> _What you need to do_:
Could you copy every line of the data that contains the word "time"?

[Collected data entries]
__________

PR #6248, opened 2024-11-08
[compiler] Add Enum.KNOWN__ as an intermediary interface

martinbonnin:
Closes https://github.com/apollographql/apollo-kotlin/issues/6243

## Generated code

At a high level, this change introduces an intermediate `KNOWN__` interface, symmetrical with `UNKNOWN__`:

```kotlin
public sealed interface Color {
  public val rawValue: String

  public object BLUEBERRY : KNOWN__ {
    override val rawValue: String = "BLUEBERRY"
  }

  public object CHERRY : KNOWN__ {
    override val rawValue: String = "CHERRY"
  }

  public object CANDY : KNOWN__ {
    override val rawValue: String = "CANDY"
  }

  /**
   * An enum value that is known at build time.
   */
  @Suppress("ClassName")
  public sealed interface KNOWN__ : Color {
    override val rawValue: String
  }

  /**
   * An enum value that isn't known at build time.
   */
  @Suppress("ClassName")
  public class UNKNOWN__ @ApolloPrivateEnumConstructor constructor(
    override val rawValue: String,
  ) : Color 
}
```

## Usage

This allows unwrapping an unknown value to a known one to provide a "default":

```kotlin
  /**
   * Turns a maybe unknown color value into a known one
   */
  private fun Color.orDefault(): Color.KNOWN__ = when (this) {
    is Color.UNKNOWN__ -> Color.CANDY
    is Color.KNOWN__ -> this
  }
```

This way, callers don't have to switch on the unknown case:

```kotlin
    when (color.orDefault()) {
      Color.BLUEBERRY -> TODO()
      Color.CANDY -> TODO()
      Color.CHERRY -> TODO()
      // no need to check for unknown here
    }
```

## Compatibility

I contemplated adding another option but ultimately decided to reuse `sealedClassesAsEnumMatching`. 

This is a source-compatible change but a binary breaking change because of the changing of `UNKNOWN__` from interface to class.

See https://docs.oracle.com/javase/specs/jvms/se8/html/jvms-5.html#jvms-5.4.3.4:

```
If C is not an interface, interface method resolution throws an IncompatibleClassChangeError. 
```

You are impacted if you are shipping a library that exposes a generated `SomeEnum.UNKNOWN__` in its public API.

I'm hoping that this pattern is not too widespread. If it is, and you're reading this, past me apologize in advance 😬 .

### DIFF
--- a/libraries/apollo-annotations/api/apollo-annotations.api
+++ b/libraries/apollo-annotations/api/apollo-annotations.api
@@ -8,6 +8,9 @@ public abstract interface annotation class com/apollographql/apollo/annotations/
 public abstract interface annotation class com/apollographql/apollo/annotations/ApolloInternal : java/lang/annotation/Annotation {
 }
 
+public abstract interface annotation class com/apollographql/apollo/annotations/ApolloPrivateEnumConstructor : java/lang/annotation/Annotation {
+}
+
 public abstract interface annotation class com/apollographql/apollo/annotations/ApolloRequiresOptIn : java/lang/annotation/Annotation {
 }
 
--- a/libraries/apollo-compiler/src/main/kotlin/com/apollographql/apollo/compiler/codegen/Identifiers.kt
+++ b/libraries/apollo-compiler/src/main/kotlin/com/apollographql/apollo/compiler/codegen/Identifiers.kt
@@ -40,9 +40,7 @@ internal object Identifier {
   const val copy = "copy"
   const val Data = "Data"
 
-  const val cacheKeyForObject = "cacheKeyForObject"
   const val field = "field"
-  const val __map = "__map"
   const val __path = "__path"
   const val __fields = "__fields"
 
@@ -60,11 +58,16 @@ internal object Identifier {
   const val knownValues = "knownValues"
   const val knownEntries = "knownEntries"
 
-  // extra underscores at the end to prevent potential name clashes
+  /**
+   * UNKNOWN__ and KNOWN__ should probably have been __UNKNOWN because GraphQL reserves the leading __ but it's too late now.
+   *
+   * All in all it's not too bad because typing 'U', 'N', ... is usually more intuitive and in the very unlikely event that
+   * there is a name clash, it can always be resolved with `@targetName`
+   */
   const val UNKNOWN__ = "UNKNOWN__"
+  const val KNOWN__ = "KNOWN__"
   const val rawValue = "rawValue"
   const val types = "types"
-  const val testResolver = "testResolver"
   const val block = "block"
   const val resolver = "resolver"
   const val newBuilder = "newBuilder"
--- a/libraries/apollo-compiler/src/main/kotlin/com/apollographql/apollo/compiler/codegen/kotlin/schema/EnumAsSealedInterfaceBuilder.kt
+++ b/libraries/apollo-compiler/src/main/kotlin/com/apollographql/apollo/compiler/codegen/kotlin/schema/EnumAsSealedInterfaceBuilder.kt
@@ -1,6 +1,10 @@
 package com.apollographql.apollo.compiler.codegen.kotlin.schema
 
 import com.apollographql.apollo.compiler.codegen.Identifier
+import com.apollographql.apollo.compiler.codegen.Identifier.KNOWN__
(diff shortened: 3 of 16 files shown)


libraries/apollo-annotations/api/apollo-annotations.api
```diff
@@ -8,6 +8,9 @@ public abstract interface annotation class com/apollographql/apollo/annotations/
 public abstract interface annotation class com/apollographql/apollo/annotations/ApolloInternal : java/lang/annotation/Annotation {
 }
 
+public abstract interface annotation class com/apollographql/apollo/annotations/ApolloPrivateEnumConstructor : java/lang/annotation/Annotation {
+}
+
```
martinbonnin, line 13: This introduces the Opt-in marker that we removed in https://github.com/apollographql/apollo-kotlin/commit/d160e982a8afe8e0e7a58df427cf9f83c4eee2ee.

The underlying reason is that Kotlin doesn't support static factory method (companion obejcts cannot access private constructors of nested classes). 

The previous trick of extracting a public interface doesn't work with sealed classes because the compiler insists on having `UNKNOWN__Impl` be part of the exhaustive `when` statements and it's private in the file. Maybe a future version of the compiler could fix that but as of today I haven't found a way.

libraries/apollo-compiler/src/main/kotlin/com/apollographql/apollo/compiler/codegen/Identifiers.kt
```diff
@@ -60,11 +58,16 @@ internal object Identifier {
   const val knownValues = "knownValues"
   const val knownEntries = "knownEntries"
 
-  // extra underscores at the end to prevent potential name clashes
+  /**
+   * UNKNOWN__ and KNOWN__ should probably have been __UNKNOWN because GraphQL reserves the leading __ but it's too late now.
+   *
+   * All in all it's not too bad because typing 'U', 'N', ... is usually more intuitive and in the very unlikely event that
+   * there is a name clash, it can always be resolved with `@targetName`
```
BoD, line 65: 👍

libraries/apollo-compiler/src/main/kotlin/com/apollographql/apollo/compiler/codegen/kotlin/schema/EnumAsSealedInterfaceBuilder.kt
```diff
@@ -91,71 +100,99 @@ internal class EnumAsSealedBuilder(
...
   }
 
   private fun IrEnum.safeValueOfFunSpec(): FunSpec {
-    return FunSpec.builder(Identifier.safeValueOf)
+    return FunSpec.builder(safeValueOf)
         .addKdoc(
-            "Returns the [%T] that represents the specified [rawValue].\n" +
-                "Note: unknown values of [rawValue] will return [UNKNOWN__]. You may want to update your schema instead of calling this function directly.\n",
+            """
+            $safeValueOf returns an instance of [%T] representing [$rawValue].
```
BoD, line 164:
```suggestion
            Returns an instance of [%T] representing [$rawValue].
```

Nitpick, I'd avoid repeating the fun nam in its doc

libraries/apollo-gradle-plugin-external/src/main/kotlin/com/apollographql/apollo/gradle/api/Service.kt
```diff
@@ -623,14 +623,16 @@ interface Service {
   val debugDir: DirectoryProperty
 
   /**
-   * A list of [Regex] patterns for GraphQL enums that should be generated as Kotlin sealed classes instead of the default Kotlin enums.
+   * A list of [Regex] patterns for GraphQL enums that should be generated as a Kotlin sealed interface.
    *
-   * Use this if you want your client to have access to the rawValue of the enum. This can be useful if new GraphQL enums are added but
-   * the client was compiled against an older schema that doesn't have knowledge of the new enums.
+   * This provides several benefits over the default of mapping GraphQL enum to Kotlin enums:
```
BoD, line 628:
```suggestion
   * This provides several benefits over the default of mapping GraphQL enums to Kotlin enums:
```

BoD (approved):
🚀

__________

> _Result of the exercise_:
   * An enum value that is known at build time.
   * An enum value that isn't known at build time.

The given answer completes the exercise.